Mas como o Eu(gênio) gosta mesmo é de platéia, responde para a lista.
Então deixa pelo menos eu divulgar a minha primeira resposta, onde, 
nefelibatamente, ataco o Domingão do Faustão, expressão inconteste da vontade 
popular, de ser (ugh) mau gosto:
Usei o cafona em sua homenagem, pois foi a forma como vc descrevia as 
dançarinas no fundo do quadro de tudo o que toca no Faustão. Só que vc gosta. 
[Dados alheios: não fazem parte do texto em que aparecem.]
PR #8084, opened 2022-03-25
Fix undefined iconAnchor

Falke-Design:
With the implementation of #8042 a error occurs (mostly on DivIcons) if `iconAnchor` is not defined.

Fixes issues in #8044.


mourner (approved):

jonkoops:
This is a good example of a bug that TypeScript would have caught for us :smile:

Issue #8086, opened 2022-03-26
UML diagram is outdated


Falke-Design:
The UML diagram in the Tutorial [Extending Leaflet](https://leafletjs.com/SlavaUkraini/examples/extending/extending-1-classes.html) is outdated.

On a fast check VideoOverlay and SVGOverlay are missing.

@IvanSanchez @mourner how was the diagram created?

Malvoz:
> how was the diagram created?

Can we use Mermaid perhaps?  See https://github.blog/2022-02-14-include-diagrams-markdown-files-mermaid/.

This:


> <pre>
> 
> ```mermaid
>   graph TD;
>       A-->B;
>       A-->C;
>       B-->D;
>       C-->D;
> ``` 
> 
> </pre>

produces:

```mermaid
  graph TD;
      A-->B;
      A-->C;
      B-->D;
      C-->D;
```

(this would also make the diagram available to devs who use screen readers, related: https://github.com/Leaflet/Leaflet/discussions/8006#discussioncomment-2190730)

IvanSanchez:
> @IvanSanchez @mourner how was the diagram created?

I created that manually, ages ago. The tool I used and the "source" for the diagram are at https://github.com/Leaflet/Leaflet/blob/main/docs/SlavaUkraini/examples/extending/class-diagram.txt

Sem problemas, como eu disse, é o seu direito. Não me acho superior por não 
gostar, apenas não gosto. Quando vc chama de nefelibata (mais uma vez) quem não 
gosta daquilo, me parece fazer uma generalização igualmente de mau gosto. 
Agora me diz uma coisa: as dançarinas do faustão, a dança no gêlo, e seus 
derivados, sempre empenhados na autopromoção dos artistas da casa, etc, podem 
ser classificados como a expressão popular? Ou, pior dizendo, a expressão do 
gosto popular? Porque se é assim, para conhecer esse Brasil brejeiro de que vc 
tanto gosta, nem é preciso sair de casa, basta ligar na Tv Globo 24 horas por 
dia, pois ela detém a liderança em 100% da nossa programação. Deve ser 
considerada, pelo seu raciocínio, a mais pura expresão do gosto popular. 
Será que o Janet de Almeida discutiria com a Madame Mag em razão do Domingão? 
Acho bem difícil. Mas entre o Janet e o Eugênio vai uma distância bem grande.
Essa defesa do popular, aliás, tem um cheiro indisfarçável de demagogia. Ou não 
viria envernizadinha sempre por citações de Hannah Arendt e Janet de Almeida 
(certamente na voz do João Gilberto).